# New Tank Setup



## wally43 (Feb 23, 2007)

Hey I've been out of the game for awhile now went to saltwater tanks and found out its kinda hard. I still have a nano tank setup but thats a little easier. I'm now setting up my 65g for a planted piranha tank. I've had her going for about a month now but just got the XP3 on it so gunna still wait a bit to order the P's. I'm planning to order 8 little guys from pedro since I've ordered from him before and he is great so that's covered. I picked up some ecocomplete black substrate and I really like it, I put 4 bags in my tank which is 48x17x18tall so its a nice footprint. I had the one smaller piece of driftwood just had to screw it to some slate but its sitting there nicely. The bigger driftwood I bought from petsmart. The powerhead I have is a maxijet 400 with the mod which does well its just noise so I think I'm gunna get a koralia that does 1050ghp since I like the wider flow of them, I also have a little koralia nano in the back corner just for more water movement. For lights I have a 4 bulb T5 setup but with only 2 lights running, I think they are 54watts I'm not sure. The light has a blue bulb in it do you think that would be good for the plants? Other then that what do ya think of the setup so far?
thanks
wally


----------



## BRUNER247 (Jun 2, 2010)

Ahh shucks wally, lol Welcome back. Tank looks badass.


----------



## RiptideRush (Jan 22, 2011)

Nice setup. It's always exciting setting up a new tank for new fish.


----------



## wally43 (Feb 23, 2007)

Next week I'm planning to order 7 or 8 baby reds hoping that only 5 or so will make it to full grown. I think that with the footprint of my tank that would be a good number and still gives them a good amount of room to move around in. Gunna for sure order thru pedro tho, I'd like to keep a pleco in the tank with em but its hard to find a good size one around me, I can drive 4 hours to a shop and prolly get a nice one for cheap or I could order one and pay an arm and a leg. I've got 2 smaller plecos in the tank right now we'll see how long they last. I'm just really excited to get back into this i loved having piranhas saltwater just wasn't the same.


----------



## Piranha-Freak101 (Dec 8, 2010)

Welcome back, and as bruner said thats a killer tank


----------



## Bacon Of Time (Feb 1, 2011)

Sweet tank


----------



## wally43 (Feb 23, 2007)

Thanks everyone for the kind words, the left piece of driftwood is one I got from petsmart but the right one is an actual piece of root with rocks sealed inside it, you can see a white ball on the right side of it, thats actually a rock inside the wood its pretty cool. I got it to sink by screwing some slate rock to the bottom to get it to stay down. Gunna order some baby reds next week when I get my tax return so I'm getting excited to get back into piranha keeping.

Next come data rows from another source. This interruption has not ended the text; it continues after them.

PR #467, opened 2026-01-15
Chore/replication replicas

EspressoTrip-v2:
When using two replication pods, the pod waiting for lock will continuously log:
`{"code":"PSYNC_S1003","description":"Sync rules: 3 have been locked by another process for replication, expiring at 2026-01-15T08:32:12.270Z.","name":"ServiceError"}` 

The change only allows it to log once, it will then output an info log when it regains the lock.


modules/module-mongodb-storage/src/storage/implementation/MongoSyncRulesLock.ts
```diff
@@ -36,17 +37,28 @@ export class MongoSyncRulesLock implements storage.ReplicationLock {
...
-        );
+        if (!this.lockAlerted) {
+          this.lockAlerted = true;
+          throw new ServiceError(
+            ErrorCode.PSYNC_S1003,
+            `Sync rules: ${sync_rules.id} have been locked by another process for replication, expiring at ${heldLock.lock.expires_at.toISOString()}.`
+          );
+        } else {
+          throw undefined;
+        }
```
rkistner: Rather keep the error throwing logic in this file unchanged, and only add a special case for this error where it is logged - throwing `undefined` can get confusing very quickly.

If needed, this can be changed to use a new subclass of ServiceError. Alternatively, just check the error code when logging the error.

packages/service-core/src/replication/AbstractReplicator.ts
```diff
@@ -225,12 +225,16 @@ export abstract class AbstractReplicator<T extends AbstractReplicationJob = Abst
...
-          // When new (valid) sync rules are deployed and processed, this one be disabled.
-          this.logger.error('Failed to start replication for new sync rules', e);
+          if (!this.lockAlerted) {
+            // Could be a sync rules parse error,
+            // for example from stricter validation that was added.
+            // This will be retried every couple of seconds.
+            // When new (valid) sync rules are deployed and processed, this one be disabled.
+            this.logger.error('Failed to start replication for new sync rules', e);
+            this.lockAlerted = true;
+          }
```
rkistner: 1. We should only silence the logs when it is a lock issue - not other errors (for other errors we could look into "rate limiting" the logs if the same error repeats, but that's another project).
2. For the lock error, we should log it as an informational message, not an error. Something like "[PSYNC_S1003] Replication is performed by another process, waiting until lock is released".

packages/service-core/src/replication/AbstractReplicator.ts
```diff
@@ -225,12 +225,20 @@ export abstract class AbstractReplicator<T extends AbstractReplicationJob = Abst
...
             activeJob = newJob;
           }
+          this.lockAlerted = false;
         } catch (e) {
-          // Could be a sync rules parse error,
-          // for example from stricter validation that was added.
-          // This will be retried every couple of seconds.
-          // When new (valid) sync rules are deployed and processed, this one be disabled.
-          this.logger.error('Failed to start replication for new sync rules', e);
+          if (e?.errorData.code === ErrorCode.PSYNC_S1003) {
```
rkistner:
```suggestion
          if (e?.errorData?.code === ErrorCode.PSYNC_S1003) {
```

Not all errors will have `errorData` - this change should cover it.

PR #470, opened 2026-01-19
Infer parameter lookups dynamically

simolus3:
This removes the `parameterQueryLookups` property from `BucketParameterQuerier`. That field was a static array of lookups the querier might use in `queryDynamicBucketDescriptions()`. By having that information available, we can re-use parameter lookups between checkpoints not affecting those parameters.

We want to avoid that field to prepare for nested lookups: If the output of a lookup is used as an input to another lookup, we can't declare it as a dependency ahead of time. So, this refactors `BucketParameterState` to fetch used parameters from the actual lookup invocations instead. To avoid serializing lookups multiple times, the `JSONBig`-serialized form of lookups is cached on the instance.

This is covered by existing tests, in particular the "dynamic buckets with updates" test in `BucketChecksumState.test.ts`. It's difficult to add tests for the enabled behavior of chained lookups since `BucketChecksumState.test.ts` uses real sync rules as queriers and we don't have a scenario where this is used yet.

### DIFF
--- a/packages/sync-rules/src/BucketParameterQuerier.ts
+++ b/packages/sync-rules/src/BucketParameterQuerier.ts
@@ -22,13 +22,12 @@ export interface BucketParameterQuerier {
   /**
    * True if there are dynamic buckets, meaning queryDynamicBucketDescriptions() should be used.
    *
-   * If this is false, queryDynamicBucketDescriptions() will always return an empty array,
-   * and parameterQueryLookups.length == 0.
+   * If this is false, queryDynamicBucketDescriptions() will always return an empty array.
    */
   readonly hasDynamicBuckets: boolean;
 
   /**
-   * These buckets depend on parameter storage, and needs to be retrieved dynamically for each checkpoint.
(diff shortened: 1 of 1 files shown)


rkistner (commented):
I'm trying to confirm the logic here. For simplicity, lets say these lookups are just a map of `lookup key => lookup value`.

So before, we had:

> These are the constant _lookup keys_ used for this connection. If the _lookup value_ produced by any of these lookups change, re-run the the parameter queries from scratch, and check all buckets of updates. The `update` gives us a list of lookup keys for which the lookup value may have changed.

Now, this prepares for a list of lookups keys that is not static. So we have:

> These are the lookup keys used by the last checkpoint. If the lookup value produced by any of these lookup keys change, re-run the the parameter queries from scratch, refreshing the list of keys, and check all buckets of updates.

What I'm missing here, is how do we detect whether the list of lookup keys may change? Would the change always be triggered by another lookup value changing, from a recursive lookup? In that case the logic here appears correct, I just want to confirm that.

As you can see just right on my filter i have a sugar yeast mix for co2 which really puts out alot more then I thought it would.
Last time I had P's I had em since they were 1" and I grew them out to about 8" or 9" then 4 of them just died one day so after that I switched to saltwater so I'm eager to get back into this


----------



## wally43 (Feb 23, 2007)

just placed my order with aquascape for 8 baby reds and a couple striped puffers for the old ladys tank heres a couple shots of all the plants I got so far


----------



## Smoke (Sep 8, 2010)

Those are some nice pieces of driftwood. Looks good in the tank, I am sure the babies will love it.


----------



## JustJoshinYa (Mar 25, 2006)

hey nice lookin tank, its gonna be a niece home for some lucky Ps, one concern is the plants in the second picture are not true aquatic plants i believe i had some in my tanks and they turned to mush slowly over a few months, i would do a little researchh and possibly remove them before they become an issue.


----------



## bomber (Jan 18, 2010)

RiptideRush said:


> It's always exciting setting up a new tank for new fish.


I could not agree more.

I like this set up.


----------



## FEEFA (Nov 19, 2007)

Tank looks great and I really like the driftwood pieces also









Good luck with your reds and be sure to post plenty of pics


----------



## Piranha-Freak101 (Dec 8, 2010)

I really like how he chose blue background instead of the same black background. Cant wait for more pics


----------



## wally43 (Feb 23, 2007)

Thanks guys I'm waiting on my order from pedro so whenever that gets here I'll get some pix for you guys


----------



## wally43 (Feb 23, 2007)

Fedex should be here today with my order I'm getting excited, I'll post up some pix


----------



## THE BLACK PIRANHA (Dec 8, 2003)

Looks good and Welcome back


----------



## wally43 (Feb 23, 2007)

All I can say is wow aquascape is the best I will never order from anyone else. This is the second time I've ordered
piranhas thru them and they are the best. They even gave me an extra fish so I have 9 baby reds and they are already
swimming the whole tank. I only have a couple pix but once the old lady gets here with the camera I'll get more


----------



## wally43 (Feb 23, 2007)




----------



## Smoke (Sep 8, 2010)




----------



## wally43 (Feb 23, 2007)

Heres a full tank shot but the Ps are so small u can't really see em, I have about 20 little guppys in there as well but here it is


----------



## wremi (Mar 8, 2011)

cool set up, I have that same piece of petsmart driftwood.


----------



## wally43 (Feb 23, 2007)

So I've had these little guys for about a week now and my gosh they r growing fast, a couple of them r already getting some red colors on there anal fin and they are eating flake food, beefheart, and blood worms. I have 8 of them in the 65g and one down in my 10g for now cuz he is the size of a dime when the other ones are prolly 50cent piece size and I was afraid he would get eaten so I'm gunna keep him down there for awhile and let him grow out a bit. They havn't really bothered with the pleco's much which is nice. Really tho I can't believe how fast they r growing. I lov these little guys


----------



## JustJoshinYa (Mar 25, 2006)

again wally i would really look into removing the plants on the left side of the tank, the plants with the white edges.... they are NOT true aqautic plants and their root systems will decay first and then the plant itself will decay and cause algae and water quality issues i suggest doing some research and removing those plants....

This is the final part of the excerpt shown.